→ Exercise prompt: Count lines with "describe" below; give only the number.

[Records from a data source]
--- START ---
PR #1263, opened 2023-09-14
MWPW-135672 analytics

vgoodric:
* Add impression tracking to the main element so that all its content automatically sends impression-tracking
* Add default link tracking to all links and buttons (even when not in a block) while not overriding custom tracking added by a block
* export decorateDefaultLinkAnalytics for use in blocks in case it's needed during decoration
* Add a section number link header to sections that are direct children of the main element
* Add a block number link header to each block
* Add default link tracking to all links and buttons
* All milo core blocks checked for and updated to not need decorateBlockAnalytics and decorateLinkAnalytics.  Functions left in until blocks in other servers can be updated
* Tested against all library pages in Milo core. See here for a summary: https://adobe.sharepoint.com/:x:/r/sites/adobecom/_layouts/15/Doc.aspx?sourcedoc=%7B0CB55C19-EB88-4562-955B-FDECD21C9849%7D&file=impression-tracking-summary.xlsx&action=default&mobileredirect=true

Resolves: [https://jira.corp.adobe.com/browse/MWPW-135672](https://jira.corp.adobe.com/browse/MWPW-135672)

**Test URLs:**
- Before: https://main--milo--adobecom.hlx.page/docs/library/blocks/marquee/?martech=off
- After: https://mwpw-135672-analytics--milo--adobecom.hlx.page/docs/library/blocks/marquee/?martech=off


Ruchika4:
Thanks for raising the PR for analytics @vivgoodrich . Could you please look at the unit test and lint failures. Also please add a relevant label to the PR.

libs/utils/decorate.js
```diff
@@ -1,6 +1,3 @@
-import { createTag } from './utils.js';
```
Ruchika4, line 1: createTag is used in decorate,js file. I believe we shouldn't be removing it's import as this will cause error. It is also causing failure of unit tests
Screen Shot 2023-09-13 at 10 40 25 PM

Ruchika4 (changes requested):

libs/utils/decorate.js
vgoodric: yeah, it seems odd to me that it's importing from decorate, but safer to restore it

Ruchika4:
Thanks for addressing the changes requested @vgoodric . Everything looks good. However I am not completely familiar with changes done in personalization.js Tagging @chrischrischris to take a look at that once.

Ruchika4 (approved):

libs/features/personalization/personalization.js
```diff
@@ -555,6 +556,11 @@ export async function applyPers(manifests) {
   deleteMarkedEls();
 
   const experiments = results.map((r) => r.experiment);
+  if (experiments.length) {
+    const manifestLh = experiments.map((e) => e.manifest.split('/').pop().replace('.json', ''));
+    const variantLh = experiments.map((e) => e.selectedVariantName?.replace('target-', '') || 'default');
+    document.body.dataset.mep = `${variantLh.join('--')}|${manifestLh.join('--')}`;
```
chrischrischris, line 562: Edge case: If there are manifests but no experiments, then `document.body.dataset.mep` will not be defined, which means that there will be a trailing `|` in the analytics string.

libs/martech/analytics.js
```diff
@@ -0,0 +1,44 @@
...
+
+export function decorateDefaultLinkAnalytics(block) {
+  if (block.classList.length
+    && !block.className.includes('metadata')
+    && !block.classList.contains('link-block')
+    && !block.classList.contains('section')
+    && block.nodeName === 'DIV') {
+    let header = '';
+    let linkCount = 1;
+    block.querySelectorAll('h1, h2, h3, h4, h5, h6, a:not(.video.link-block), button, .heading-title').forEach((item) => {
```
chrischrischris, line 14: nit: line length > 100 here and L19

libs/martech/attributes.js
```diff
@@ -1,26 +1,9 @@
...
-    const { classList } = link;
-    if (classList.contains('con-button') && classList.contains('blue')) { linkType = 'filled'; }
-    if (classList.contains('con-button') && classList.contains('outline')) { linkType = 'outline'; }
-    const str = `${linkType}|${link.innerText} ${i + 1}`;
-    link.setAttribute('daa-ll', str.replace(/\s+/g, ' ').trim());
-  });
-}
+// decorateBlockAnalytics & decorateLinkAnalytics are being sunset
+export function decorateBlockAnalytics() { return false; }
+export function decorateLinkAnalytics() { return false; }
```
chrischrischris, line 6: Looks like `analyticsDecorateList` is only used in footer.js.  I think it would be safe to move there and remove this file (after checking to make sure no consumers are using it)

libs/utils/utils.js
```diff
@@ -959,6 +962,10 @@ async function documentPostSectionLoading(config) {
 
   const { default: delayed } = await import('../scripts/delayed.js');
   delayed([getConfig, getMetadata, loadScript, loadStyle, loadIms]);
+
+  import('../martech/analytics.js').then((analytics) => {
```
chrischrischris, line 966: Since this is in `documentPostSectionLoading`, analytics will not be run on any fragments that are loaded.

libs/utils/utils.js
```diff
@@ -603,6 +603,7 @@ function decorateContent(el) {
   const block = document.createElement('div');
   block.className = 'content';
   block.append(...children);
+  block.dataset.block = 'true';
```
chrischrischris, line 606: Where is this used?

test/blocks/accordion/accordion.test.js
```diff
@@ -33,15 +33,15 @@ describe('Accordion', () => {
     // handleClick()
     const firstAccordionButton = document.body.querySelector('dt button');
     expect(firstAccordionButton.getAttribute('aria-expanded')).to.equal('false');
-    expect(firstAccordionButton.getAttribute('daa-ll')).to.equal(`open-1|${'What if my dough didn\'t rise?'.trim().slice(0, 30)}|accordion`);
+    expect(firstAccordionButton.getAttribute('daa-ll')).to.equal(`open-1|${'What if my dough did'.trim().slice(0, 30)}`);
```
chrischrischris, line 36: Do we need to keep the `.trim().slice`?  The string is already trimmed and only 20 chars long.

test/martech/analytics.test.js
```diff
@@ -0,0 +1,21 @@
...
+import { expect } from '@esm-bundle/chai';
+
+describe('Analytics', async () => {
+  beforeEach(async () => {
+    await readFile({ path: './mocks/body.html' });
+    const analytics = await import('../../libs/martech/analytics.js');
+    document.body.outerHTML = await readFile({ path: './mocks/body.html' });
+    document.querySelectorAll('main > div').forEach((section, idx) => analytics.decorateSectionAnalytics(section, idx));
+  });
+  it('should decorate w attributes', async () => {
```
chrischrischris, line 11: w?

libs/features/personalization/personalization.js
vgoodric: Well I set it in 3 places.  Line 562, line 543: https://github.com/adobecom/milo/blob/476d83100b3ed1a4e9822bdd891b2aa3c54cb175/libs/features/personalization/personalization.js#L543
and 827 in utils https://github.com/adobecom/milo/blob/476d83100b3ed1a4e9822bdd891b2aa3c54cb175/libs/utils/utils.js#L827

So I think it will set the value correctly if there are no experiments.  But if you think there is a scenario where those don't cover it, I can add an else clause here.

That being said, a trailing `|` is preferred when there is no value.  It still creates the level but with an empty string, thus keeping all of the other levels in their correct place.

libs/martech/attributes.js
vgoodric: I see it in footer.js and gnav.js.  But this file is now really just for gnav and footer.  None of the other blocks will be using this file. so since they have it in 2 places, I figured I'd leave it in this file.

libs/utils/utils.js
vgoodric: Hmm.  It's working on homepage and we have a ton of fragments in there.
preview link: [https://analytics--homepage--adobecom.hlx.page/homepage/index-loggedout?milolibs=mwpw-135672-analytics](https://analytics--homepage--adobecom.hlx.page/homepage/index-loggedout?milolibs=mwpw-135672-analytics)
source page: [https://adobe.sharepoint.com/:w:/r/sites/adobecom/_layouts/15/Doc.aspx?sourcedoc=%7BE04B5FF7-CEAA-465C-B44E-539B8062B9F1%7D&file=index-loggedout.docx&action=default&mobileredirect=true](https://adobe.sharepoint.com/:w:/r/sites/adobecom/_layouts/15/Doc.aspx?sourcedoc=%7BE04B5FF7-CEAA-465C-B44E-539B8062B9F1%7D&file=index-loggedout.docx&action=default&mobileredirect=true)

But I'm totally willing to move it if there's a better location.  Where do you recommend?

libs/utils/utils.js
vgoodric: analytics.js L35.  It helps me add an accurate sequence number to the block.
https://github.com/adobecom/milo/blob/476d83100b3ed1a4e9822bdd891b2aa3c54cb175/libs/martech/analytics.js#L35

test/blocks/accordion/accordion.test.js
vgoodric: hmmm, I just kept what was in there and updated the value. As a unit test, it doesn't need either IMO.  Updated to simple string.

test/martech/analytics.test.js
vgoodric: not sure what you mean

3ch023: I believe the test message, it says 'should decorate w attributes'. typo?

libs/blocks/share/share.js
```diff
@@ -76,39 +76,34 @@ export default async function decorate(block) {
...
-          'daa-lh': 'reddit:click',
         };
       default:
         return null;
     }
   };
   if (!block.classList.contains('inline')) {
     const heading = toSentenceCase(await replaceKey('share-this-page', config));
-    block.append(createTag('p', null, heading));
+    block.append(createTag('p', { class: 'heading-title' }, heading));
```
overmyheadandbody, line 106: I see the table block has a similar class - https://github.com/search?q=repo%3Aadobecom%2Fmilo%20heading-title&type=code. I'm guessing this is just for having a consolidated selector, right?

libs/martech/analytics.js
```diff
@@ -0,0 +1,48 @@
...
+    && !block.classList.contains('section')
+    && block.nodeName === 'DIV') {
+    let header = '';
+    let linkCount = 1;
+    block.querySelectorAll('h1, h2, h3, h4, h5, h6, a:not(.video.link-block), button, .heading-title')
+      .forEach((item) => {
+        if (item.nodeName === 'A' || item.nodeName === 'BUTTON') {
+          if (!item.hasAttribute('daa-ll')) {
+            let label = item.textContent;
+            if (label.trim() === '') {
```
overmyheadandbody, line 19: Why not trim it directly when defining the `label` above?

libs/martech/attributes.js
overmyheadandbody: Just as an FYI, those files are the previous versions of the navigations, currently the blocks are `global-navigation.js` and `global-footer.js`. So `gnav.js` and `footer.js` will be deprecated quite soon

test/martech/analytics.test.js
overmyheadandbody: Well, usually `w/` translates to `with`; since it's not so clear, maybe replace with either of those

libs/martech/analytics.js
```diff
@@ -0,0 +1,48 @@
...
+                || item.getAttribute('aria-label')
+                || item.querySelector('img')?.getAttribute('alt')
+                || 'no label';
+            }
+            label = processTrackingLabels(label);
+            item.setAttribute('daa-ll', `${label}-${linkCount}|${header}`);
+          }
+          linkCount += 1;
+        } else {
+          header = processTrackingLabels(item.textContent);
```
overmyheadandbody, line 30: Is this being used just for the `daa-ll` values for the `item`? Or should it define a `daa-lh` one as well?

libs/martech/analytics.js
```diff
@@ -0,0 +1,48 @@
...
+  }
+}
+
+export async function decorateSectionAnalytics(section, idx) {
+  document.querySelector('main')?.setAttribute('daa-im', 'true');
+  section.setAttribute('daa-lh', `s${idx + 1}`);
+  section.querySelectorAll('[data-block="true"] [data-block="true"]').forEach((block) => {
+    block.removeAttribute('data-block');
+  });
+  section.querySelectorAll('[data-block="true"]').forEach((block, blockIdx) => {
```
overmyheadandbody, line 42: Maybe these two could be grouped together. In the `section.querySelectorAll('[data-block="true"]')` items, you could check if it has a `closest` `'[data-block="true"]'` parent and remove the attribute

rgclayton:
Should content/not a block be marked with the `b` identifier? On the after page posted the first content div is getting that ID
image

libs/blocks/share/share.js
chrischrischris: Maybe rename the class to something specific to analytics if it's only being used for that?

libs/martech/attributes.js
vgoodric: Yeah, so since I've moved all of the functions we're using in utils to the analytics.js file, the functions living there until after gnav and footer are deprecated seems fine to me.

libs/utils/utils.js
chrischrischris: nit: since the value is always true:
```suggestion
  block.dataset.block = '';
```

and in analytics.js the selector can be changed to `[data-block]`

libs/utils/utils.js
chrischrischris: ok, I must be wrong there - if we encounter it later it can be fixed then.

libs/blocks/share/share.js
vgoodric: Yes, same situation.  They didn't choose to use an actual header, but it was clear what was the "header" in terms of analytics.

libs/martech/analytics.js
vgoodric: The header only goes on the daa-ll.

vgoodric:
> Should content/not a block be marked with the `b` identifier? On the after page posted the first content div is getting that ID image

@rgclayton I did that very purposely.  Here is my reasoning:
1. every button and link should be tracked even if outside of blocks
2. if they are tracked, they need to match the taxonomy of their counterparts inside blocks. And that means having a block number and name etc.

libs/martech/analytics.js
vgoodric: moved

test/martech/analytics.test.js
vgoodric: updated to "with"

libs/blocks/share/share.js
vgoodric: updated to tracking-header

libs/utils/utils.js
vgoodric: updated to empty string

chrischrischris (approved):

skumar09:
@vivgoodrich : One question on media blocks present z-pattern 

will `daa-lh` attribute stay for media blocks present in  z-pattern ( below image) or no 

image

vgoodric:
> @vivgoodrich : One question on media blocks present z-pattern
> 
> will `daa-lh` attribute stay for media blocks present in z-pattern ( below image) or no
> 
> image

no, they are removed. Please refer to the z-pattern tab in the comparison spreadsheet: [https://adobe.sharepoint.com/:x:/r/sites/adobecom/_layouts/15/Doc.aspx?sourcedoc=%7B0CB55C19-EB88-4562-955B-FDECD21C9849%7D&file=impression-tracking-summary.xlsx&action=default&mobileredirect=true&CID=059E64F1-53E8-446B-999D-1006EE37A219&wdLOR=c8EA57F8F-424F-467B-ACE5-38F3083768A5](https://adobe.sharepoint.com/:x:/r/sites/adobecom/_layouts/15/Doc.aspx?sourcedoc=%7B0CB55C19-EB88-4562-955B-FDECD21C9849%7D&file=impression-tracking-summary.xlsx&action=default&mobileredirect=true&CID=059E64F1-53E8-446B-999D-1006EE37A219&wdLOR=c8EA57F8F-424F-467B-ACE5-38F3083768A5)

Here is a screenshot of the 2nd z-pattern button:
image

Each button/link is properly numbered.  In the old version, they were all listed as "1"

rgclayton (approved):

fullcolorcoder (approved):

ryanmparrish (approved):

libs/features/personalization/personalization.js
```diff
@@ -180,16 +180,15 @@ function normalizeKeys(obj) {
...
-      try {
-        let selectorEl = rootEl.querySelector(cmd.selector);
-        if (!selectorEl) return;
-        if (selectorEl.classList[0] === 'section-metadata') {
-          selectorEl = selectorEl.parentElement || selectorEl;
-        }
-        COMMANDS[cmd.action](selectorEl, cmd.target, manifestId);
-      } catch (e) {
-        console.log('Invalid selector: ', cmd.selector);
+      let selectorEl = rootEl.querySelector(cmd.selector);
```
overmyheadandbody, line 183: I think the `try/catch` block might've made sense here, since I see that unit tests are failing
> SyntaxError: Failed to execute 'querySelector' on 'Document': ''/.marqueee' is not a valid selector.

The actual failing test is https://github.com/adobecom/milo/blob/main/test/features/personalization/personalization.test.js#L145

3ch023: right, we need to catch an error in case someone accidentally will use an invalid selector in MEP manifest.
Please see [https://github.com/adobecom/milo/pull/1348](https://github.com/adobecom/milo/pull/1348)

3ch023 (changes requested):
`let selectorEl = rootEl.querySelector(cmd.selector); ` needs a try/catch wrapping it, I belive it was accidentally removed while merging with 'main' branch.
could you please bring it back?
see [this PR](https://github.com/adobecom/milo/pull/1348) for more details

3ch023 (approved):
--- END ---
--- START ---
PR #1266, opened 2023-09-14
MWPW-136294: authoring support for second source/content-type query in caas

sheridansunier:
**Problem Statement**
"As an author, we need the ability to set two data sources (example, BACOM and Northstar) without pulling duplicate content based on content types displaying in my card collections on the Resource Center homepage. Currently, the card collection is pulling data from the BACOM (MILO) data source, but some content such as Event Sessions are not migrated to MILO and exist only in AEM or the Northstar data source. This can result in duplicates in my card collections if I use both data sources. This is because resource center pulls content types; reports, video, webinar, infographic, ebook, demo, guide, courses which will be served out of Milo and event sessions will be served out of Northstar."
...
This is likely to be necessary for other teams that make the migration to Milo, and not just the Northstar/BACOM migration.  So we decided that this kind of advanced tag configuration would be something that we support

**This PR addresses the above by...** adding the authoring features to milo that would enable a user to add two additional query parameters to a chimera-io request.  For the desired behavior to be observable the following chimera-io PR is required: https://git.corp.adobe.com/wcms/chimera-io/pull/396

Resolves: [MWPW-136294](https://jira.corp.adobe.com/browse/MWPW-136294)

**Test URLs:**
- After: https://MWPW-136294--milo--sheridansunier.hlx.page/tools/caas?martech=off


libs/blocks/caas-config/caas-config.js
--- END ---
--- START ---
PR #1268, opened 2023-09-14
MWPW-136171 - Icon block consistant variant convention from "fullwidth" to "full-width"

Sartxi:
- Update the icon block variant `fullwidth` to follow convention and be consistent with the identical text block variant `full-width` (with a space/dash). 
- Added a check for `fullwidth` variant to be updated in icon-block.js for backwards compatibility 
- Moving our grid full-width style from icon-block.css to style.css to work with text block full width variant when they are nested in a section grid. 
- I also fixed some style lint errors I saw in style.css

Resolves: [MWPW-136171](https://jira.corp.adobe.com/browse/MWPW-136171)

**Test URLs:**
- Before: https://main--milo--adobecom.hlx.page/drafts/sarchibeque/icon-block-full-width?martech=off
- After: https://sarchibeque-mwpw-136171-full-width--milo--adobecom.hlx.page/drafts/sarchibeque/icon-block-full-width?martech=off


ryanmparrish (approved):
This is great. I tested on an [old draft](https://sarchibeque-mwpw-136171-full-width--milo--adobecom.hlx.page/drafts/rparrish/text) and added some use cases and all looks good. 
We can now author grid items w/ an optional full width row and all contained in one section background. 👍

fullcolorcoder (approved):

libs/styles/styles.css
--- END ---
→ Result for this task: 2